Make sure that all boxes are the same color and have no insulation.

Each group of students should check on its own box. Each student in the group should independently collect, organize, and display the data on an appropriate graph. Students may elect to graph the data on a line graph to show the temperatures at different times. This type of graph is useful for showing change over time.

After the experiments are complete, have the students post their data and graphs next to the boxes. As a whole class, discuss the results.

- Overhead pattern: 1" x 4" x 6" oak-tag box
- For each group:

- Oak tag or lightweight cardboard
- Masking tape, scissors, and rulers
- Thermometers
- Thirty-six 1" cubes

**Assessments**

1. Ask students to respond to the following in their journals:

Suppose that you are a NASA scientist and must write a report about the findings of your experiments. Work with your group to write a report. Be sure to include the purpose of the experiment, the procedures you used, the data you collected, your findings, and recommendations of which dimensions resulted in the best solar collectors.

**Extensions**

Ask questions such as the following to help students think of ways they can extend this activity.

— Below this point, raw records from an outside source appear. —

PR #1894, opened 2026-05-18
Refactor `main.py` to minimal content

rolandwalker:
## Description

Creates the following:

 * `mycli/cli_runner.py`
 * `mycli/client.py`
 * `mycli/client_commands.py`
 * `mycli/client_connection.py`
 * `mycli/client_query.py`

and reduces `main.py` to only:

 * `click_entrypoint()`
 * `main()`

As first PR'd, this maintains the current testing surface.  Best would be to reach the goal of individual tests over each of the above files, and outright deletion of `test_main_regression.py`.  Edit: keeping the structure as-is for this PR, and looking to followups to resolve.

Also, as first PR'd, `main.py` contains almost nothing.  It would be logical to move the content of `cli_args.py` back in.  Edit: keeping the structure as-is for this PR, and looking to followups to resolve.

While the files are smaller and the code is more approachable, like previous refactors, this is not perfect.  For example, `cli_runner.py` has extensive logic regarding environment variables and command-line arguments.  Whereas, ideally, all configuration would be collected together in a distinct layer.

## Checklist

    ```bash
    ```


test/pytests/test_main.py
```diff
@@ -2437,7 +2438,7 @@ def test_connect_reports_expired_password_login_error(monkeypatch: pytest.Monkey
     cli.logger = cast(Any, DummyLogger())
     echo_calls: list[str] = []
     cli.echo = lambda message, **kwargs: echo_calls.append(str(message))  # type: ignore[assignment]
-    monkeypatch.setattr(main, 'WIN', False)
+    monkeypatch.setattr(mycli.compat, 'WIN', False)
```
scottnemes: This should be: `monkeypatch.setattr(mycli.client_connection, 'WIN', True)` I believe, like in test_main_regression.py

test/pytests/test_main_regression.py
```diff
@@ -476,7 +477,7 @@ def test_connect_covers_defaults_keyring_prompt_retries_and_errors(monkeypatch:
     cli.echo = lambda *args, **kwargs: echo_calls.append((args, kwargs))  # type: ignore[assignment]
     logger = DummyLogger()
     cli.logger = cast(Any, logger)
-    monkeypatch.setattr(main, 'WIN', True)
+    monkeypatch.setattr(mycli.client_connection, 'WIN', True)
```
scottnemes, line 480: This is the correct one I believe; all the rest should match (this file, and test_main.py)

scottnemes (approved):

mycli/client_commands.py
```diff
@@ -0,0 +1,213 @@
...
+    def change_db(self, arg: str, **_) -> Generator[SQLResult, None, None]:
+        if arg.startswith("`") and arg.endswith("`"):
+            arg = re.sub(r"^`(.*)`$", r"\1", arg)
+            arg = re.sub(r"``", r"`", arg)
+
+        if not arg:
+            click.secho("No database selected", err=True, fg="red")
+            return
+
+        from mycli import main as main_module
```
scottnemes, line 129: Dupe import of below with comment

mycli/client_commands.py
```diff
@@ -0,0 +1,213 @@
...
+        if not arg:
+            message = "Missing required argument: filename."
+            return [SQLResult(status=message)]
+        try:
+            with open(os.path.expanduser(arg)) as f:
+                query = f.read()
+        except IOError as e:
+            return [SQLResult(status=str(e))]
+
+        from mycli import main as main_module
```
scottnemes, line 153: Dupe import of below

mycli/cli_runner.py
```diff
@@ -0,0 +1,422 @@
...
+        auto_vertical_output=cli_args.auto_vertical_output,
+        warn=cli_args.warn,
+        myclirc=cli_args.myclirc,
+        show_warnings=cli_args.show_warnings,
+        cli_verbosity=cli_verbosity,
+    )
+
+    if cli_args.checkup:
+        main_module.main_checkup(mycli)
+        main_module.sys.exit(0)
```
scottnemes: For all of these sys commands, is there a reason you're accessing that through the module instead of just importing sys at the top and using that as normal?

rolandwalker: No good reason!  I (and the agent) kept the tests working against main, which was awkward.  This and other weird things got through due to that constraint/pattern.

The goal is to not pull anything from main; the question is whether to keep this PR open while all of that incremental work is done.

rolandwalker:
Even though there are some obvious followups wanted, I've convinced myself to merge this as-is (after accounting for review comments).  It may be valuable to have the steps of refactoring in the commit history.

- How is the area of the top of the box related to the efficiency of the solar collector?
- Do you think that the color of the box can make a difference?
- What other factors might make a difference?
- Suppose that we have a race to reach 100 degrees Fahrenheit fastest. How would you design your box for the race?
- What is the greatest difference between the temperature of the air outside a box and inside a box that your class can get?
- How would insulation in a box affect our solar collector?
- Students may want to investigate the use of solar cells in homes and businesses. Is solar energy a viable energy source? What about other forms of energy sources? What are alternatives to fossil fuels?
- Several kits, such as Solar House, Solar Oven, and Solar Energy, are available from technology and science suppliers that deal with solar power and energy.

**Questions for Students**

1. Which boxes got the hottest? Why? Did some boxes heat faster? Why?

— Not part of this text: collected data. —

PR #1913, opened 2026-06-04
Fix highlighting for set-prefixed identifiers

### LINKED ISSUE #1872: When the table name starts with "set" (e.g. "settings"), the "set" prefix is highlighted as if it was a reserved keyword.
Image

### Steps to Reproduce

1. Type `SELECT * FROM settings_123 WHERE id = 123;`.

### System

 * mycli version: 1.70.0
 * OS/version: macOS

### Discussion

AI says

```
Cause: mycli uses Pygments MySqlLexer, and that lexer has a special rule:

(r'\b(set)(?!\s*\()', Keyword),

It matches set at a word start, but does not require a word end, so in settings_123 it tokenizes as:

- set -> Keyword (green)
- tings_123 -> Name

I verified this directly by tokenizing SELECT * FROM settings_123 with MySqlLexer, and it produces exactly that split.
```

(I'm sorry if I should open this issue in the Pygments repo instead.)

----

By the way, I'm not affected by this issue so much; I almost don't care. So it won't hurt me if this issue is closed as not planned :)

puneetdixit200:
## Description

Fixes #1872.

`MyCliLexer` now recognizes identifiers that start with `set` before falling through to Pygments' MySQL lexer, so table names such as `settings_123` stay highlighted as a single name instead of splitting `set` as a keyword. The standalone `SET` keyword still falls through to the inherited lexer.

I added a regression test, updated the changelog, and added my name to the authors list.

Tests run:

- `PYTHONPATH=. UV_CACHE_DIR=/tmp/mycli-1872-uv-cache uv run --extra dev pytest test/pytests/test_lexer.py -q` (failed before the lexer fix, passed after)
- `PYTHONPATH=. UV_CACHE_DIR=/tmp/mycli-1872-uv-cache uv run --extra dev pytest test/pytests/test_lexer.py test/pytests/test_naive_completion.py test/pytests/test_clistyle.py -q`
- `PYTHONPATH=. UV_CACHE_DIR=/tmp/mycli-1872-uv-cache uv run --extra dev ruff check`
- `PYTHONPATH=. UV_CACHE_DIR=/tmp/mycli-1872-uv-cache uv run --extra dev ruff format --check`
- `PYTHONPATH=. UV_CACHE_DIR=/tmp/mycli-1872-uv-cache uv run --extra dev mypy mycli/lexer.py test/pytests/test_lexer.py`
- `git diff --check`

I used AI assistance while preparing this change and reviewed/tested the result locally.

## Checklist

    ```bash
    uv run ruff check && uv run ruff format
    ```


mycli/lexer.py
```diff
@@ -1,11 +1,16 @@
...
+from pygments.token import Keyword, Name
 
 
 class MyCliLexer(MySqlLexer):
     """Extends MySQL lexer to add keywords."""
 
     tokens = {
-        "root": [(r"\brepair\b", Keyword), (r"\boffset\b", Keyword), inherit],
+        "root": [
+            (r"\bset[\w$]+\b", Name),
```
rolandwalker, line 12: Since this was fixed upstream, can we add a TODO comment on the `set` line explaining that it won't be needed after Pygments is upgraded above v2.20.0 ?

changelog.md
```diff
@@ -14,6 +9,7 @@ Internal
 * Add CI on macOS.
 * Add limited CI on Windows.
 * Add limited CI on Windows WSL.
+* Keep identifiers that start with `set` highlighted as names.
```
rolandwalker: This seems like it should be in a Bug Fixes section rather than Internal, since it is visible to the user.

rolandwalker:
Thanks for the updates!  There seem to be some unrelated changes added.

rolandwalker:
Thank you!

[All boxes have the same volume, so the same amount of space needs to be heated inside each box. Therefore, the box with the greatest amount of surface area exposed to the heat source will heat the fastest.Note: The most dramatic findings will occur outside on a cool, windless day.]

### Learning Objectives

- explore linear dimensions, area, volume, time, and temperature
- relate geometric ideas to number and measurement ideas
- recognize geometry in the world
- develop spatial sense

### Common Core State Standards – Mathematics

Grade 3, Measurement & Data

- CCSS.Math.Content.3.MD.D.8

Solve real world and mathematical problems involving perimeters of polygons, including finding the perimeter given the side lengths, finding an unknown side length, and exhibiting rectangles with the same perimeter and different areas or with the same area and different perimeters.